He is in control of his life - although it may not seem like it. And all you have control over is you. If or if he doesn't change is up to him. 

The question becomes - what do you want for your life if he choses not to change?

What changes do you need to see in order to feel good about your relationship?

What behaviors/feelings/thoughts would make you say this is over for good?

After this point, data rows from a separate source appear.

PR #1414, opened 2018-05-29
fixes #1386 - ArcGIS interface: Plotting tool only works if at least one scenario for comparison is selected

### LINKED ISSUE #1386: ArcGIS interface: Plotting tool only works if at least one scenario for comparison is selected
image

This is not a critical bug.

daren-thomas:
To test, run `cea install-toolbox` and restart ArcScene. Run the plotting tool with no scenarios for comparison selected and make sure the list of categories of plots to create includes "scenario_comparisons". Running this, should produce the following output:

```
Executing: PlotsTool SIN C:\reference-case-open\baseline # # scenarios_comparisons 1;2;3 ind1 DH #
Start Time: Tue May 29 13:04:50 2018
Running script PlotsTool...
Executing: C:\Users\darthoma\AppData\Local\conda\conda\envs\cea\python.exe -u -m cea.interfaces.cli.cli plots --buildings  --network-names  --scenario C:\reference-case-open\baseline --region SIN --network-type DH --scenarios  --individual ind1 --generations 1, 2, 3 --categories scenarios_comparisons
Running `cea plots` with the following parameters:
- general:region = SIN
- general:scenario = C:\reference-case-open\baseline
- plots:scenarios = []
- plots:buildings = []
- plots:categories = ['scenarios_comparisons']
- plots:generations = ['1', '2', '3']
- plots:individual = ind1
- plots:network-type = DH
- plots:network-names = []
Running plots for the next categories = ['scenarios_comparisons']
ERROR: Comparison plots require at least two scenarios to compare. See config.plots.scenarios.
Tool did not run successfully: Check parameters
Completed script PlotsTool...
Failed to execute (PlotsTool).
Failed at Tue May 29 13:04:53 2018 (Elapsed Time: 3.46 seconds)
```

Note the "ERROR:..." and the "Tool did not run successfully: Check parameters" output. This is highlighted in the tool output window in blue and red. No stacktrace is shown as this error is expected, by checking in the beginning of `cea.plots.comparison.main.plot_main`.

BONUS: Other tools that check their parameters can raise `cea.ConfigError(msg)` to provide the same behavior. This removes some of the "scary" from error messages that result from just testing if the input is sane and should be done everywhere in the code. We can add more diverse exception classes to `cea.__init__.py` to handle other classes of errors that we test for.


martin-mosteiro:
capture
I still get this issue when running with no value for 'DC' or 'DH' selected - but it's solved if there's a default value for these before you select it.

daren-thomas:
@martin-mosteiro can you try again please?

martin-mosteiro:
The error message says DH or DC should be selected, even if you are not running thermal networks plots. But as I hinted at in my previous message, since one of 'DH' or 'DC' is already given by default, the user would have to go and delete the default value and run any kind of plots. So it's kind of a bug, but not a major one.

JIMENOFONSECA:
@martin-mosteiro I will merge it as the bug is not a major one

This will help you set perameters for what will move you to decide when to say enough is enough and when to say okay you actually have changed.

You may want to read some stuff on co-dependency - it sounds like you are very competent and he is very uncompetent which kinda sounds like co-dependency. I could totally be wrong but you sound smart and on top of things and he definately is not which is usually the way co-dependent relationships go.


----------



## hoffmangirl (Jun 1, 2009)

Ok, I am 39 and have no kids and was almost in the exact situation you are now. My ex was content to just live off of me while being furloghed while we lived like roomates! Literally...

There was no respect, consideration, emotion, romance, and finally one day I said ENOUGH.

For me personally getting divorced was the best thing i could have done for myself. Now, I am not saying this is right for YOU, but if he has bailed out of the unity of the marriage, you may be better off without him.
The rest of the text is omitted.